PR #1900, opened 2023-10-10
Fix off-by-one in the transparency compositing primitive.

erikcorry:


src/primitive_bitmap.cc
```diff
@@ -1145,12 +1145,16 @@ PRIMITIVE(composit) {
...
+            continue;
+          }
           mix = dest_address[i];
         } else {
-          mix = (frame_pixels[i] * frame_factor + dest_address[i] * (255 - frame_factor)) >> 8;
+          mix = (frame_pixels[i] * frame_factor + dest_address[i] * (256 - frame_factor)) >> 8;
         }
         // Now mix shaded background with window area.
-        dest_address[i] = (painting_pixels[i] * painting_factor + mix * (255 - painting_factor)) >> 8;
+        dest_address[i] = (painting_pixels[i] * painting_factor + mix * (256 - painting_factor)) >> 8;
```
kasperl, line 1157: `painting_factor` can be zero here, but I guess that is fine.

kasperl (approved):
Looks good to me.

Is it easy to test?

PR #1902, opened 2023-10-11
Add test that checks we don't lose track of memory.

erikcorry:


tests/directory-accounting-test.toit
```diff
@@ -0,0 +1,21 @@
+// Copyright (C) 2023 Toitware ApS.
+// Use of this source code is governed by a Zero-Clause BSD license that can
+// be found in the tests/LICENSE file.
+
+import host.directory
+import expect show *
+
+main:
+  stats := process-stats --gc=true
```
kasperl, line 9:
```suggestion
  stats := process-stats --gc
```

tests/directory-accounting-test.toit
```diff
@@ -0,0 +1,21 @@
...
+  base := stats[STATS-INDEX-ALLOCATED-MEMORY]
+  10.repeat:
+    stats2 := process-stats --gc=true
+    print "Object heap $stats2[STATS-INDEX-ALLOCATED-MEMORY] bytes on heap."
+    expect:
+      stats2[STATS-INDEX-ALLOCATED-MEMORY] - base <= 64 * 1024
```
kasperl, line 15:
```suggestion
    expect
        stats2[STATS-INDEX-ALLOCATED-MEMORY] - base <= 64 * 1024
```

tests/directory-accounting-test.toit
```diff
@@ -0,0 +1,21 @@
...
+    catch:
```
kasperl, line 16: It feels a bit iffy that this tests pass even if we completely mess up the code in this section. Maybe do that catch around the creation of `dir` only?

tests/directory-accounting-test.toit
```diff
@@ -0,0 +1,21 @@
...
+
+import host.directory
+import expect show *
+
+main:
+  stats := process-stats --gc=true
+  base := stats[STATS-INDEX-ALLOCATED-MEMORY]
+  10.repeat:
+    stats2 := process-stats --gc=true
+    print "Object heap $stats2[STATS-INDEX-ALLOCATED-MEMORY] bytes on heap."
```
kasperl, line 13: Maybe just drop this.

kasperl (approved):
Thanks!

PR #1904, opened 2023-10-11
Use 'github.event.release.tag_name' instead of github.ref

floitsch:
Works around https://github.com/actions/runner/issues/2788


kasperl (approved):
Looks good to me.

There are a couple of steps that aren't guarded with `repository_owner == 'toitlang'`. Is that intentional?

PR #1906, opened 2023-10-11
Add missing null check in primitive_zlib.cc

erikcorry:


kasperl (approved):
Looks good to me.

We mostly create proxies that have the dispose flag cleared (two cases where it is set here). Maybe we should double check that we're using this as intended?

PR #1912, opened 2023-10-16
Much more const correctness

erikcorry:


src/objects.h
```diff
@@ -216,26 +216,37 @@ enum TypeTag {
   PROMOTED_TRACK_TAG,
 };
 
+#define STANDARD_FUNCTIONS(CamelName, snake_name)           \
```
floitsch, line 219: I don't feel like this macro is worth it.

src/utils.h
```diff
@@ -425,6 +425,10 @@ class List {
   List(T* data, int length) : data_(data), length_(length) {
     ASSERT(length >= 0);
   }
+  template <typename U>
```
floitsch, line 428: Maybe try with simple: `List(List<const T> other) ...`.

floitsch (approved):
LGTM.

══════════

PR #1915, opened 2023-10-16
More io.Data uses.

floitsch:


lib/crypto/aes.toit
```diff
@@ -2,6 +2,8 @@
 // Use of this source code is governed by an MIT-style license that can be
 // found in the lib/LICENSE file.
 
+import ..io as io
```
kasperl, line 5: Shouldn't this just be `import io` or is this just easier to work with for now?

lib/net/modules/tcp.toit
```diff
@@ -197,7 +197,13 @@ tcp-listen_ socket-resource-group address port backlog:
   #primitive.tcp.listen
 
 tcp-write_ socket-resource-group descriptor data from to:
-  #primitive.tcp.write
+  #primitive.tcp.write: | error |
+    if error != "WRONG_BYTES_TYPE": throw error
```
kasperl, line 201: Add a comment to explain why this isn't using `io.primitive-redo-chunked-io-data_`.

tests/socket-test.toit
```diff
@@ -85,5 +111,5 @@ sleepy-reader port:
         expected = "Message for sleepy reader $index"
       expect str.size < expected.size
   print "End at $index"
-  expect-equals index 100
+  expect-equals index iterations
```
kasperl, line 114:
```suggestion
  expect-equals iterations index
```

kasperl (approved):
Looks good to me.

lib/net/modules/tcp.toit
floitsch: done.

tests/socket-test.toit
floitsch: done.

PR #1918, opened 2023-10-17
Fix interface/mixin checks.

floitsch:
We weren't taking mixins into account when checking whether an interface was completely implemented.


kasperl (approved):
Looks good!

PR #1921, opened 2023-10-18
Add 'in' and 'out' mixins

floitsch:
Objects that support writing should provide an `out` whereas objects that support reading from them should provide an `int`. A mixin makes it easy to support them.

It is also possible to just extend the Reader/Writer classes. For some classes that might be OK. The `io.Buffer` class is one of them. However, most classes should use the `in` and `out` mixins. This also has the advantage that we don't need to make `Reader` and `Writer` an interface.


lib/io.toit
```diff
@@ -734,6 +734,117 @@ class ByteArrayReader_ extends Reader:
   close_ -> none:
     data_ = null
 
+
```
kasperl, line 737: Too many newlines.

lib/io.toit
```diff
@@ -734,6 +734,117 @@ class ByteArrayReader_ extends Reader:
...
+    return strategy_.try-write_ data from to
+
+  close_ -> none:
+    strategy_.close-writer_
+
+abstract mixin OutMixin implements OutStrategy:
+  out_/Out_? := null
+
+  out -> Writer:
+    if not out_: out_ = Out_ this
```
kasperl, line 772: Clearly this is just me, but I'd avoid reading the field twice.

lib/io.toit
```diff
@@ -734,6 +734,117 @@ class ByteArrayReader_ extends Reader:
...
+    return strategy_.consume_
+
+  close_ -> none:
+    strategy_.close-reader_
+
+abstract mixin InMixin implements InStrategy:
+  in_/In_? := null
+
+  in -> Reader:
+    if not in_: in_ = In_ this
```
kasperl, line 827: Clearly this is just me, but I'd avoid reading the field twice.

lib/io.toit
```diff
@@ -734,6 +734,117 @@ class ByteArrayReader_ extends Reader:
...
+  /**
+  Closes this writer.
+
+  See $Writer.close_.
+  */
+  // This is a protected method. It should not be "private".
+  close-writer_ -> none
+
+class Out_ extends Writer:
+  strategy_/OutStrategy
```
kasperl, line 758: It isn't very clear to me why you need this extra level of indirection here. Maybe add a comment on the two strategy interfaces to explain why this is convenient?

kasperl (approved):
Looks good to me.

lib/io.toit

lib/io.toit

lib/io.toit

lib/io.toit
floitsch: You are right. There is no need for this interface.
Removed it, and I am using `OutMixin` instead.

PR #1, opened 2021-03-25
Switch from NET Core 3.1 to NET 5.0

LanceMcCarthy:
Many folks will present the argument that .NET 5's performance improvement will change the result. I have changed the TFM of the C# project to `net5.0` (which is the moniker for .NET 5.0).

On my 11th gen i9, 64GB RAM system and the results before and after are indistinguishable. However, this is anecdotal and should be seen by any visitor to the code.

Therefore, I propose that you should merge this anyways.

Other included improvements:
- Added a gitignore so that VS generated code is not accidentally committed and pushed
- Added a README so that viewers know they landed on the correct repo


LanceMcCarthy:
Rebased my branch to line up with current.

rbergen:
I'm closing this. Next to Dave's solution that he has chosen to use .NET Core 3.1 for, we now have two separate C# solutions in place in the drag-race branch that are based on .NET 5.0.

══════════

Work instructions
Output, from the data above, the lines from the line with "Many folks will" to the line with "I'm closing this." exactly as they stand, both ends included and nothing else.

Solved exercise
Many folks will present the argument that .NET 5's performance improvement will change the result. I have changed the TFM of the C# project to `net5.0` (which is the moniker for .NET 5.0).

On my 11th gen i9, 64GB RAM system and the results before and after are indistinguishable. However, this is anecdotal and should be seen by any visitor to the code.

Therefore, I propose that you should merge this anyways.

Other included improvements:
- Added a gitignore so that VS generated code is not accidentally committed and pushed
- Added a README so that viewers know they landed on the correct repo


LanceMcCarthy:
Rebased my branch to line up with current.

rbergen:
I'm closing this. Next to Dave's solution that he has chosen to use .NET Core 3.1 for, we now have two separate C# solutions in place in the drag-race branch that are based on .NET 5.0.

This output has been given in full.